=== Data supplied ===
○ ○ ○ ○

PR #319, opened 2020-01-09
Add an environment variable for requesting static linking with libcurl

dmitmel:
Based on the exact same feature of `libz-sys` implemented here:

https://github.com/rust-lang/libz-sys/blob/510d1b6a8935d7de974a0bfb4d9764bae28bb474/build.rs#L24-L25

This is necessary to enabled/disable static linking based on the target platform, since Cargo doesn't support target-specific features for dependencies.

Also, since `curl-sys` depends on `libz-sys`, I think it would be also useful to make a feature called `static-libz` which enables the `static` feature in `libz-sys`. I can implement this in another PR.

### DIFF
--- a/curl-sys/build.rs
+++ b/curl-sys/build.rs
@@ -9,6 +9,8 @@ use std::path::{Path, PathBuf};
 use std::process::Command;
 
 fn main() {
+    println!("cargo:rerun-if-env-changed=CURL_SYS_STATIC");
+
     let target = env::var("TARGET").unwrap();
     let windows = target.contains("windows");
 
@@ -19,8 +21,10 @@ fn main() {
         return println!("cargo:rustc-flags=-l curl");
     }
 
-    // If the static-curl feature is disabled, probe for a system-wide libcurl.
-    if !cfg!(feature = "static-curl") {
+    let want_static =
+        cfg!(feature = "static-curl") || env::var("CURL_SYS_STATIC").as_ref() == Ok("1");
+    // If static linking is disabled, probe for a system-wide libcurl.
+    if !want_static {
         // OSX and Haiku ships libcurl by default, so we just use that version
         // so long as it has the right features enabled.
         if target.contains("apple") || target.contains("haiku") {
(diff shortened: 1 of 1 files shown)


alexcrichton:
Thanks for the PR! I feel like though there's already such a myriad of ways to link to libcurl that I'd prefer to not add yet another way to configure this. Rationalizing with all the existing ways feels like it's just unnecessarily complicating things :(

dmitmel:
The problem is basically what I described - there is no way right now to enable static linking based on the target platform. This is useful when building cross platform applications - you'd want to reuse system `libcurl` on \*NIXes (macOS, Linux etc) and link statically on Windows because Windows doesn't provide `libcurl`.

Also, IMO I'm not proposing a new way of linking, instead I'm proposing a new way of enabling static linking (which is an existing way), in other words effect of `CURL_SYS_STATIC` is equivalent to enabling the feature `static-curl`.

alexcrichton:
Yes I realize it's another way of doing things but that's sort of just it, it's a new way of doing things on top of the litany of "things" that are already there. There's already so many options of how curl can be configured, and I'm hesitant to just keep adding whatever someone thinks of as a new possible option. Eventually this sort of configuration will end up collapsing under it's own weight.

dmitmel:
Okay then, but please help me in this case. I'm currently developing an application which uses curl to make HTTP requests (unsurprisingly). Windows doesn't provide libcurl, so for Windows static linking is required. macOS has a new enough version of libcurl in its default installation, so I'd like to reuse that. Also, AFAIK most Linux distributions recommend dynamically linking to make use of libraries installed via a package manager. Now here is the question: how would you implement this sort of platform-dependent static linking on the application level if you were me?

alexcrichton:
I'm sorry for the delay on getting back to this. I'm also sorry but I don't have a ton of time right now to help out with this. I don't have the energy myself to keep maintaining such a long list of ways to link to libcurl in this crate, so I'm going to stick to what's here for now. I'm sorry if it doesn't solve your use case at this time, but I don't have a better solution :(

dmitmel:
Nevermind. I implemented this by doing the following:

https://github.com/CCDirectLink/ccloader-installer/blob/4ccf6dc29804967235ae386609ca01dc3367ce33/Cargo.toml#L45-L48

○ ○ ○ ○

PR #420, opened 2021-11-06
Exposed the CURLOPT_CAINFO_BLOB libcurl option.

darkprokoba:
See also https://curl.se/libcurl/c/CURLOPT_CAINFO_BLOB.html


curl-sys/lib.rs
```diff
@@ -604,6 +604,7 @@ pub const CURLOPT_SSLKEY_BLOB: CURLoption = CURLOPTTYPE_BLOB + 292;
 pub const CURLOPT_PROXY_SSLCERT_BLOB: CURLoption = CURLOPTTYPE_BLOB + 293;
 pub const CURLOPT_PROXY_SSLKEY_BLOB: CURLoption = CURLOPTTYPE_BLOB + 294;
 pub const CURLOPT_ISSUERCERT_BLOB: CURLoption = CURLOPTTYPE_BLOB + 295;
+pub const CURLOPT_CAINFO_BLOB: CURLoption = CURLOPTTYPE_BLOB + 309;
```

○ ○ ○ ○

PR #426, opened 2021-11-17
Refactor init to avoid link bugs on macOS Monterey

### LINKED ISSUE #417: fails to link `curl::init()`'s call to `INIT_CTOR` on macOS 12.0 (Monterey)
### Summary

○ ○ ○ ○

=== Requirement ===
Find and copy each line of the material that holds the word "another".

=== Answer box ===
Also, since `curl-sys` depends on `libz-sys`, I think it would be also useful to make a feature called `static-libz` which enables the `static` feature in `libz-sys`. I can implement this in another PR.
Thanks for the PR! I feel like though there's already such a myriad of ways to link to libcurl that I'd prefer to not add yet another way to configure this. Rationalizing with all the existing ways feels like it's just unnecessarily complicating things :(
Yes I realize it's another way of doing things but that's sort of just it, it's a new way of doing things on top of the litany of "things" that are already there. There's already so many options of how curl can be configured, and I'm hesitant to just keep adding whatever someone thinks of as a new possible option. Eventually this sort of configuration will end up collapsing under it's own weight.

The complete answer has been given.